Antes que termine o ano escolar, Marianne se afasta de Connell e os dois seguem sem contato um com o outro pra uma nova etapa de suas vidas: a universidade. Mesmo com as reviravoltas, os dois vão para a mesma universidade de Trinity, estudando em cursos diferentes. Ao reencontrar Marianne, Connell não poderia estar mais mudado, e para sua surpresa Marianne também. Agora em um ambiente intimidante de pessoas da alta classe social, Connell vive à margem das festas e amigos da fraternidade. Ele está mais solitário do que nunca, ao contrário de Marianne, que parece ter encontrado novas amizades e pessoas que se interessam em estar perto dela, sem se importar com seu passado, apenas pelas convenções econômicas.

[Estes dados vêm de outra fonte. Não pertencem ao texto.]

PR #159, opened 2019-01-22
user-accounts: Allow ‘Remove User’ button to be focused

pwithnall:
Otherwise it isn’t included in the tab focus cycle, and can’t be
navigated to with the tab key.

https://phabricator.endlessm.com/T24990


pwithnall:
Submitted upstream here too: https://gitlab.gnome.org/GNOME/gnome-control-center/merge_requests/357

GeorgesStavracas:
Merged upstream, and here too

PR #158, opened 2019-01-22
T25171 Reload parental controls apps list when apps are installed/uninstalled

pwithnall:
This is based on the branch for #157. Only the top commit is relevant.

https://phabricator.endlessm.com/T25171

PR #160, opened 2019-01-22
T25172 user-accounts: Hide apps with duplicate flatpak IDs

pwithnall:
App blacklisting is done on the basis of the flatpak ID of an app.
LibreOffice has a single flatpak ID shared between all its components,
but installs multiple .desktop files with different desktop file IDs, so
they get listed separately in the parental controls app list. However,
blacklisting one of them toggles the blacklist status for all other
LibreOffice components, which is not an expected user behaviour.

Fix this by hiding all apps which have the same flatpak ID as one
already listed. Select the one to show as the one with the shortest
desktop file ID, since this will typically be the ‘main’ .desktop file
whose ID is a prefix of all the others.

https://phabricator.endlessm.com/T25172

---

Only the top-most commit is relevant here. This branch is based on #158 to avoid merge conflicts.

### DIFF
--- a/panels/user-accounts/um-app-permissions.c
+++ b/panels/user-accounts/um-app-permissions.c
@@ -136,17 +136,50 @@ static const gchar * const oars_categories[] =
 
 /* Auxiliary methods */
 
+static gint
+app_compare_id_length_cb (gconstpointer a,
+                          gconstpointer b)
+{
+  GAppInfo *info_a = (GAppInfo *) a, *info_b = (GAppInfo *) b;
+  const gchar *id_a, *id_b;
+
+  id_a = g_app_info_get_id (info_a);
+  id_b = g_app_info_get_id (info_b);
+
+  if (id_a == NULL && id_b == NULL)
+    return 0;
+  else if (id_a == NULL)
+    return -1;
+  else if (id_b == NULL)
+    return 1;
+
+  return strlen (id_a) - strlen (id_b);
+}
+
 static void
 reload_apps (UmAppPermissions *self)
 {
   GList *iter, *apps;
+  g_autoptr(GHashTable) seen_flatpak_ids = NULL;
 
   apps = g_app_info_get_all ();
+
+  /* Sort the apps by increasing length of #GAppInfo ID. When coupled with the
+   * deduplication of flatpak IDs, below, this should ensure that we pick the
+   * ‘base’ app out of any set with matching prefixes and identical app IDs, and
+   * show only that.
+   *
+   * This is designed to avoid listing all the components of LibreOffice, which
+   * all share an app ID and hence have the same entry in the parental controls
+   * app filter. */
+  apps = g_list_sort (apps, app_compare_id_length_cb);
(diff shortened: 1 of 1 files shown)


panels/user-accounts/um-app-permissions.c
```diff
@@ -134,19 +134,52 @@ static const gchar * const oars_categories[] =
...
+
+  id_a = g_app_info_get_id (info_a);
+  id_b = g_app_info_get_id (info_b);
+
+  if (id_a == NULL && id_b == NULL)
+    return 0;
+  else if (id_a == NULL)
+    return -1;
+  else if (id_b == NULL)
+    return 1;
```
wjt: It's a shame one can't use:

```c
if (id_a == NULL || id_b == NULL)
  return id_a - id_b;
```

because pointer arithmetic returns a type wider than `int`... :-)

pwithnall:
Needs rebasing once #158 is merged, but still good to review.

panels/user-accounts/um-app-permissions.c
pwithnall: I think that’s not particularly clear/obvious to read.

wjt: Not a serious suggestion!

panels/user-accounts/um-app-permissions.c
```diff
@@ -134,19 +134,52 @@ static const gchar * const oars_categories[] =
...
+  apps = g_list_sort (apps, app_compare_id_length_cb);
+  seen_flatpak_ids = g_hash_table_new_full (g_str_hash, g_str_equal, g_free, NULL);
+
   g_list_store_remove_all (self->apps);
 
   for (iter = apps; iter; iter = iter->next)
     {
       GAppInfo *app;
       const gchar *app_name;
+      g_autofree gchar *flatpak_id = NULL;
```
GeorgesStavracas: Nitpick: `g_autofree` and `g_autoprt` variables generally are at the top of the variable declaration section.

panels/user-accounts/um-app-permissions.c
```diff
@@ -164,7 +197,18 @@ reload_apps (UmAppPermissions *self)
           continue;
         }
 
-      g_debug ("Processing app '%s' (%s)", g_app_info_get_id (app), g_app_info_get_executable (app));
+      flatpak_id = g_desktop_app_info_get_string (G_DESKTOP_APP_INFO (app), "X-Flatpak");
+      g_debug ("Processing app ‘%s’ (Exec=%s, X-Flatpak=%s)",
+               g_app_info_get_id (app), g_app_info_get_executable (app),
+               flatpak_id);
```
GeorgesStavracas: Nitpick: one argument per line here.

panels/user-accounts/um-app-permissions.c
pwithnall: OOI, why?

pwithnall:
Updated.

pwithnall:
The earlier branches have been merged. Rebased this one, and merging it as per the CR+ earlier.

O passado não consegue apagar de qualquer forma a forte conexão que os dois protagonistas tem um com o outro, e os dois permanecem se reencontrando; ora apenas como amigos, ora como parceiros da mesma cama. Entretanto, o relacionamento dos dois nunca consegue avançar para algo maior, pois os dois convivem com semelhantes problemas emocionais, sem saber como lidar com suas próprias identidades e escolhas.

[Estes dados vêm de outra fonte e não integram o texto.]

PR #163, opened 2019-01-25
search: Filter list of search providers according to parental controls

pwithnall:
If a non-admin user is using the ‘Search’ panel in the control center,
it doesn’t make sense to show them preferences for apps which are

"Ficar sozinho com ela é como abrir uma porta para além da vida normal e fechar essa porta ao sair. Ele não tem medo dela. Na verdade, ela é uma pessoa bem tranquila, mas ele tem medo de ficar perto dela por causa do jeito confuso como ele se comporta, as coisas que ele diz que ele nunca diria normalmente."
Sally demonstra de maneira inquietante e dolorosa como a maioria dos relacionamentos da atualidade são problemáticos pela falta de comunicação. Quase sempre tentando ocultar o que se sente para alguém, esses personagens se perdem dentro de si mesmos, apenas por medo de se expor ou por inabilidade de convívio social. Tudo seria mais fácil para Marianne se a mesma pudesse colocar pra fora seus piores sentimentos, enraizados na violência que vivenciou entre seus pais, e os constantes abusos psicológicos e físicos causados por seu irmão. Connell mesmo possuindo boas experiências familiares, também reluta em procurar ajuda para lidar com sua própria mente, tomando sempre atitudes questionáveis por não saber lidar com a ansiedade.

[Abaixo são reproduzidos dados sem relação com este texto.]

PR #165, opened 2019-02-13
T25360

GeorgesStavracas:
https://phabricator.endlessm.com/T25360

### DIFF
--- a/panels/user-accounts/data/account-dialog.ui
+++ b/panels/user-accounts/data/account-dialog.ui
@@ -155,6 +155,7 @@
                 <child>
                   <object class="GtkEntry" id="local_name">
                     <property name="visible">True</property>
+                    <property name="max-length">255</property>
                     <property name="can_focus">True</property>
                     <property name="activates_default">True</property>
                     <property name="hexpand">True</property>
--- a/panels/user-accounts/data/account-dialog.ui
+++ b/panels/user-accounts/data/account-dialog.ui
@@ -155,7 +155,7 @@
                 <child>
                   <object class="GtkEntry" id="local_name">
                     <property name="visible">True</property>
-                    <property name="max-length">255</property>
+                    <property name="max-length">80</property>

Boa parte da história me senti incomodada com o comportamento da personagem Marianne, a mesma é uma garota reconhecidamente inteligente, com fortes opiniões politicas e grande potencial, mas ao mesmo tempo tão desgastada emocionalmente que sempre coloca-se de uma maneira vulnerável sob o domínio de relações abusivas, deixando até mesmo alguns namorados a controlarem fisicamente de maneira violenta. Não consegui não sentir empatia pela personagem, pois a mesma é retratada como uma pessoa autodestrutiva, que de tanto ouvir que era alguém inferior acredita com veemência em sua insignificância.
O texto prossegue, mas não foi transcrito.